*** Opening of DATA FOR THIS TASK ***

PR #1133, opened 2022-03-10
Move fixture from test/test_show.py file 

dorothykiz1:
xref #1030


dorothykiz1:
This was a duplicate PR with #1122  that is already merged

PR #1134, opened 2022-03-11
BLD: use setuptools-scm for versioning

fangchenli:


datapythonista (commented):
Very nice clean up. Did you check if there is a test for this? Would be nice to know with a CI test if this is working as expected.

fangchenli:
> Very nice clean up. Did you check if there is a test for this? Would be nice to know with a CI test if this is working as expected.

There is no explicit test just for this. But there are tests using `asv.__version__` which is written by `setuptools-scm`. Also, it doesn't work, we couldn't even import `asv`.

PR #1135, opened 2022-03-11
BLD: simplify build_ext, remove doc build command

fangchenli:


setup.py
```diff
@@ -1,7 +1,7 @@
 #!/usr/bin/env python
 import os
 import subprocess
-from distutils.errors import CCompilerError, DistutilsExecError, DistutilsPlatformError
+from distutils.errors import CompileError
```
fangchenli, line 4: removing this requires either a very new setuptools version or using the wildcard `BaseException`.

PR #1148, opened 2022-03-14
CLN:Clean up setup.cfg file and flake8 errors on test/test_repo_template/setup.py file

dorothykiz1:


test/test_repo_template/asv_test_repo/__init__.py
```diff
@@ -1,3 +1,3 @@
 # Licensed under a 3-clause BSD style license - see LICENSE.rst
 
-dummy_value = {dummy_value}
+dummy_value = {dummy_value}  # noqa see #1147
```
datapythonista, line 3:
```suggestion
dummy_value = {dummy_value}  # noqa <FLAKE8_ERROR_CODE> This is a template that will be rendered to valid Python
```

test/test_repo_template/setup.py
```diff
@@ -3,7 +3,7 @@
 from setuptools import setup
 
 with open('asv_test_repo/build_time_env.py', 'w') as f:
-    f.write("env = {{}}\n".format(repr(dict(os.environ))))
+    f.write("env = {{}}\n".format(repr(dict(os.environ))))  # noqa see #1144
```
datapythonista, line 6: Can you simply change the string for `f'env = {os.environ}'`. Or if it doesn't work just `env = {}`. This code doesn't make any sense, it simply writes `env = {}`, but I guess the intention was to have the envionment, so let's try first if that works.

dorothykiz1: Thank you,Yes,ran it locally it just returns `env = {}`

datapythonista: I see, can you try with `f'env = {os.environ}'` which makes more sense.

test/test_repo_template/setup.py
```diff
@@ -3,7 +3,7 @@
 from setuptools import setup
 
 with open('asv_test_repo/build_time_env.py', 'w') as f:
-    f.write("env = {{}}\n".format(repr(dict(os.environ))))
+    f.write(f'env = {os.environ}')
```
datapythonista, line 6:
```suggestion
    f.write('env = {}')
```

datapythonista:
Can you split the changes here in two separate PRs please? Can't understand what's the problem, and having unrelated changes mixed doesn't help.

test/test_repo_template/setup.py
dorothykiz1, line 6: looks like this we need to be specific on the key we want to return from this particular output that has environment varibles, hence `E                   KeyError: 'os' `

datapythonista, line 6:
```suggestion
    f.write('env = {}')
```

test/test_repo_template/setup.py
```diff
@@ -3,7 +3,7 @@
 from setuptools import setup
 
 with open('asv_test_repo/build_time_env.py', 'w') as f:
-    f.write("env = {{}}\n".format(repr(dict(os.environ))))
+    f.write('env = {}')
```
datapythonista, line 6:
```suggestion
    f.write("env = {{}}\n".format(repr(dict(os.environ))))
```

datapythonista:
Not sure what's going on with this. You can leave the file in the exclude list for now, or add a `noqa` with the error to ignore, and a link to an issue explaining the problem.

datapythonista:
The file is already excluded, this doesn't make much sense if you don't remove `setup.py`, which is more generic and is also excluding other files with the same name.

And as said, if we're to exclude this file, add the issue with the problem to the exclude list.

dorothykiz1:
Thanks i will do it

datapythonista:
Superseded by #1160

PR #1149, opened 2022-03-14
CLN: remove submodule, fetch js file from cdn

fangchenli:
the vendored js files is from https://github.com/xuanluo/flot-axislabels


datapythonista:
Thanks @fangchenli, really nice

PR #1188, opened 2022-03-20
CLN: clean pytest config

fangchenli:
Those markers come with their plugins.


datapythonista:
Cool, nice catch, thanks for the clean up

PR #1194, opened 2022-03-25
Replace format() with fstrings in asv/statistics.py and asv/config.py

### LINKED ISSUE #1169: [Sprint] Use f-strings instead .format() function on asv/config.py
xref [#909](https://github.com/airspeed-velocity/asv/issues/909)

Since we support Python > 3.7 now, we can make use of f-strings, to make code more readable.

As an example, the next `asv` code:
`machine_env_name = "{}/{}".format(machine, env_name)`
or the next, which is equivalent:
`machine_env_name = "{0}/{1}".format(machine, env_name)`
Could be written as:
`machine_env_name = f"{machine}/{env_name}"`
(note the `f` before the string quotes)

The next command returns the list of strings to replace: 
 `grep -R --exclude-dir="build" --exclude="*.css" ".format(" asv/config.py`

For this file, you will find the following issues to solve:
```
asv/config.py:        self.pythons = ["{0[0]}.{0[1]}".format(sys.version_info)]
asv/config.py:            raise util.UserError("Config file {0} not found.".format(path))
asv/config.py:                "No repo specified in {0} config file.".format(path))
```

dorothykiz1:
close #1169
xref #1077

### DIFF
--- a/asv/config.py
+++ b/asv/config.py
@@ -21,7 +21,7 @@ class Config:
         self.repo = None
         self.repo_subdir = ""
         self.branches = [None]
-        self.pythons = ["{0[0]}.{0[1]}".format(sys.version_info)]
+        self.pythons = [f"{sys.version_info[0]}.{sys.version_info[1]}"]
         self.matrix = {}
         self.exclude = []
         self.include = []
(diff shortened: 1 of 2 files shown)


datapythonista:
Thanks @dorothykiz1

*** Close of DATA FOR THIS TASK ***

ACTIVITY
Each line in the material above must be retyped without alteration.

RESULT OF THIS TASK
PR #1133, opened 2022-03-10
Move fixture from test/test_show.py file 

dorothykiz1:
xref #1030


dorothykiz1:
This was a duplicate PR with #1122  that is already merged

PR #1134, opened 2022-03-11
BLD: use setuptools-scm for versioning

fangchenli:


datapythonista (commented):
Very nice clean up. Did you check if there is a test for this? Would be nice to know with a CI test if this is working as expected.

fangchenli:
> Very nice clean up. Did you check if there is a test for this? Would be nice to know with a CI test if this is working as expected.

There is no explicit test just for this. But there are tests using `asv.__version__` which is written by `setuptools-scm`. Also, it doesn't work, we couldn't even import `asv`.

PR #1135, opened 2022-03-11
BLD: simplify build_ext, remove doc build command

fangchenli:


setup.py
```diff
@@ -1,7 +1,7 @@
 #!/usr/bin/env python
 import os
 import subprocess
-from distutils.errors import CCompilerError, DistutilsExecError, DistutilsPlatformError
+from distutils.errors import CompileError
```
fangchenli, line 4: removing this requires either a very new setuptools version or using the wildcard `BaseException`.

PR #1148, opened 2022-03-14
CLN:Clean up setup.cfg file and flake8 errors on test/test_repo_template/setup.py file

dorothykiz1:


test/test_repo_template/asv_test_repo/__init__.py
```diff
@@ -1,3 +1,3 @@
 # Licensed under a 3-clause BSD style license - see LICENSE.rst
 
-dummy_value = {dummy_value}
+dummy_value = {dummy_value}  # noqa see #1147
```
datapythonista, line 3:
```suggestion
dummy_value = {dummy_value}  # noqa <FLAKE8_ERROR_CODE> This is a template that will be rendered to valid Python
```

test/test_repo_template/setup.py
```diff
@@ -3,7 +3,7 @@
 from setuptools import setup
 
 with open('asv_test_repo/build_time_env.py', 'w') as f:
-    f.write("env = {{}}\n".format(repr(dict(os.environ))))
+    f.write("env = {{}}\n".format(repr(dict(os.environ))))  # noqa see #1144
```
datapythonista, line 6: Can you simply change the string for `f'env = {os.environ}'`. Or if it doesn't work just `env = {}`. This code doesn't make any sense, it simply writes `env = {}`, but I guess the intention was to have the envionment, so let's try first if that works.

dorothykiz1: Thank you,Yes,ran it locally it just returns `env = {}`

datapythonista: I see, can you try with `f'env = {os.environ}'` which makes more sense.

test/test_repo_template/setup.py
```diff
@@ -3,7 +3,7 @@
 from setuptools import setup
 
 with open('asv_test_repo/build_time_env.py', 'w') as f:
-    f.write("env = {{}}\n".format(repr(dict(os.environ))))
+    f.write(f'env = {os.environ}')
```
datapythonista, line 6:
```suggestion
    f.write('env = {}')
```

datapythonista:
Can you split the changes here in two separate PRs please? Can't understand what's the problem, and having unrelated changes mixed doesn't help.

test/test_repo_template/setup.py
dorothykiz1, line 6: looks like this we need to be specific on the key we want to return from this particular output that has environment varibles, hence `E                   KeyError: 'os' `

datapythonista, line 6:
```suggestion
    f.write('env = {}')
```

test/test_repo_template/setup.py
```diff
@@ -3,7 +3,7 @@
 from setuptools import setup
 
 with open('asv_test_repo/build_time_env.py', 'w') as f:
-    f.write("env = {{}}\n".format(repr(dict(os.environ))))
+    f.write('env = {}')
```
datapythonista, line 6:
```suggestion
    f.write("env = {{}}\n".format(repr(dict(os.environ))))
```

datapythonista:
Not sure what's going on with this. You can leave the file in the exclude list for now, or add a `noqa` with the error to ignore, and a link to an issue explaining the problem.

datapythonista:
The file is already excluded, this doesn't make much sense if you don't remove `setup.py`, which is more generic and is also excluding other files with the same name.

And as said, if we're to exclude this file, add the issue with the problem to the exclude list.

dorothykiz1:
Thanks i will do it

datapythonista:
Superseded by #1160

PR #1149, opened 2022-03-14
CLN: remove submodule, fetch js file from cdn

fangchenli:
the vendored js files is from https://github.com/xuanluo/flot-axislabels


datapythonista:
Thanks @fangchenli, really nice

PR #1188, opened 2022-03-20
CLN: clean pytest config

fangchenli:
Those markers come with their plugins.


datapythonista:
Cool, nice catch, thanks for the clean up

PR #1194, opened 2022-03-25
Replace format() with fstrings in asv/statistics.py and asv/config.py

### LINKED ISSUE #1169: [Sprint] Use f-strings instead .format() function on asv/config.py
xref [#909](https://github.com/airspeed-velocity/asv/issues/909)

Since we support Python > 3.7 now, we can make use of f-strings, to make code more readable.

As an example, the next `asv` code:
`machine_env_name = "{}/{}".format(machine, env_name)`
or the next, which is equivalent:
`machine_env_name = "{0}/{1}".format(machine, env_name)`
Could be written as:
`machine_env_name = f"{machine}/{env_name}"`
(note the `f` before the string quotes)

The next command returns the list of strings to replace: 
 `grep -R --exclude-dir="build" --exclude="*.css" ".format(" asv/config.py`

For this file, you will find the following issues to solve:
```
asv/config.py:        self.pythons = ["{0[0]}.{0[1]}".format(sys.version_info)]
asv/config.py:            raise util.UserError("Config file {0} not found.".format(path))
asv/config.py:                "No repo specified in {0} config file.".format(path))
```

dorothykiz1:
close #1169
xref #1077

### DIFF
--- a/asv/config.py
+++ b/asv/config.py
@@ -21,7 +21,7 @@ class Config:
         self.repo = None
         self.repo_subdir = ""
         self.branches = [None]
-        self.pythons = ["{0[0]}.{0[1]}".format(sys.version_info)]
+        self.pythons = [f"{sys.version_info[0]}.{sys.version_info[1]}"]
         self.matrix = {}
         self.exclude = []
         self.include = []
(diff shortened: 1 of 2 files shown)


datapythonista:
Thanks @dorothykiz1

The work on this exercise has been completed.